— Exercise —
In the entries below, find each line with the word "loopback" and return it.

Source records
= = = = = = =
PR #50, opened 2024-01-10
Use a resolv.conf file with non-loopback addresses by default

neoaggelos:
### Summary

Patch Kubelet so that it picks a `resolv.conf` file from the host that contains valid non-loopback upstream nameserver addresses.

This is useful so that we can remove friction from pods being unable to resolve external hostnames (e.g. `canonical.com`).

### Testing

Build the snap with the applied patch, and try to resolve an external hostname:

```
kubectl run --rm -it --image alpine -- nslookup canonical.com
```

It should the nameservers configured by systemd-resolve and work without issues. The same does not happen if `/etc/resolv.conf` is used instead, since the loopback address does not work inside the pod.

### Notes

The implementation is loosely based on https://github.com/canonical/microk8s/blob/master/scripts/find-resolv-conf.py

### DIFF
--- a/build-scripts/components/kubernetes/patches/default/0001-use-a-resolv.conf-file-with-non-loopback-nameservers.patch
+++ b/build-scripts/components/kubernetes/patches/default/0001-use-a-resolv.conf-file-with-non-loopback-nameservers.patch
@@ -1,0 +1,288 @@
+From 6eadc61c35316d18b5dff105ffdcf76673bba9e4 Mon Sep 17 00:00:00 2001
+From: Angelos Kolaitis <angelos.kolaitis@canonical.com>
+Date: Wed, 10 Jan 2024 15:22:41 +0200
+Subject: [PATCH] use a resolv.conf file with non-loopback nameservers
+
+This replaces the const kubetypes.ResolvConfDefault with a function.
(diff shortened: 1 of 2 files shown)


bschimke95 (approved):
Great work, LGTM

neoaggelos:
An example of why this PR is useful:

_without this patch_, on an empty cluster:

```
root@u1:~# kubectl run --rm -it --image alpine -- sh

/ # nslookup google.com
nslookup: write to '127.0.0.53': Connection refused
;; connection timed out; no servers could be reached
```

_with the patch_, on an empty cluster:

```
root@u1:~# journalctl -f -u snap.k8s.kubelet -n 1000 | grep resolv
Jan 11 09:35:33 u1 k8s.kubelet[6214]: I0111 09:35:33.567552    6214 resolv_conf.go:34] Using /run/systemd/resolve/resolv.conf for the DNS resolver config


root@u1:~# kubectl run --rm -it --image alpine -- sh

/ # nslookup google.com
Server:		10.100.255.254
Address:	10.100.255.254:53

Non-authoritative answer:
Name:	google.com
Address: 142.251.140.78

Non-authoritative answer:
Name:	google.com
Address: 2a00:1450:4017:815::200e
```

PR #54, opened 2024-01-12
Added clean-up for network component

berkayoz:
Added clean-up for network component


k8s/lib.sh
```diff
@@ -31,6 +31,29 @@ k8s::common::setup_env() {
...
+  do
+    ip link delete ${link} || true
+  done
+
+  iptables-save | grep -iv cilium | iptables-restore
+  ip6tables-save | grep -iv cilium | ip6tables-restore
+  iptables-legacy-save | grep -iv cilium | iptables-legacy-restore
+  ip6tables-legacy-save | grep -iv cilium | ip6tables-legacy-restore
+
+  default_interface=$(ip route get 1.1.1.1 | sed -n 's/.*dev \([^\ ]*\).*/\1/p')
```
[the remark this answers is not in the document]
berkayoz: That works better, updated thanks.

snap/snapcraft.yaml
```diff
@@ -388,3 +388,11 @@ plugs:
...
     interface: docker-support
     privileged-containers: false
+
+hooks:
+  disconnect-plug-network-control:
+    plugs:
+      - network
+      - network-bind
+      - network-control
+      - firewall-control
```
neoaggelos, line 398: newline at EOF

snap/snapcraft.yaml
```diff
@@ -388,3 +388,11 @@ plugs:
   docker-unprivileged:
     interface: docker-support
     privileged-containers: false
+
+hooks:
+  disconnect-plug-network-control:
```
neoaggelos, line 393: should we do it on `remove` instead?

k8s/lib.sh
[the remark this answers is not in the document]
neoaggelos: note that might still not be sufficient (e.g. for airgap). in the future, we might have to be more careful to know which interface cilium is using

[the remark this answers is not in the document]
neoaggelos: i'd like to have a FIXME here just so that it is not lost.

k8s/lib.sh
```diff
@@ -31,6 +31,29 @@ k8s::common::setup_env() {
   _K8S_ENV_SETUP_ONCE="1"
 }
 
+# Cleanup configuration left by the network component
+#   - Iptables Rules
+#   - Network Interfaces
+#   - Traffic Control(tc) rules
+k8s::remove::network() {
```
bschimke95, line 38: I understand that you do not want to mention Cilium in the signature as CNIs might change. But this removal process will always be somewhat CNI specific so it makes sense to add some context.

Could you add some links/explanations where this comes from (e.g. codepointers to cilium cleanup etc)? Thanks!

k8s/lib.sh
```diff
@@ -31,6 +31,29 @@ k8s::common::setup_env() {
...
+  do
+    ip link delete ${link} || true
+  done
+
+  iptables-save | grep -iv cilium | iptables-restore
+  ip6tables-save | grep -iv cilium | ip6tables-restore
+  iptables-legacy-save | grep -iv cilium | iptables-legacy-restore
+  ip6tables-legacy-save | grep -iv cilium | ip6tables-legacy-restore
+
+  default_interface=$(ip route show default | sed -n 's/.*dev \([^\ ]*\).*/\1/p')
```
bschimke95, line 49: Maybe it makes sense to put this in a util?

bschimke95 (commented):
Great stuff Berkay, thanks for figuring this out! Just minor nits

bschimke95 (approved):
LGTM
= = = = = = =
— Answer —
Use a resolv.conf file with non-loopback addresses by default
Patch Kubelet so that it picks a `resolv.conf` file from the host that contains valid non-loopback upstream nameserver addresses.
It should the nameservers configured by systemd-resolve and work without issues. The same does not happen if `/etc/resolv.conf` is used instead, since the loopback address does not work inside the pod.
--- a/build-scripts/components/kubernetes/patches/default/0001-use-a-resolv.conf-file-with-non-loopback-nameservers.patch
+++ b/build-scripts/components/kubernetes/patches/default/0001-use-a-resolv.conf-file-with-non-loopback-nameservers.patch
+Subject: [PATCH] use a resolv.conf file with non-loopback nameservers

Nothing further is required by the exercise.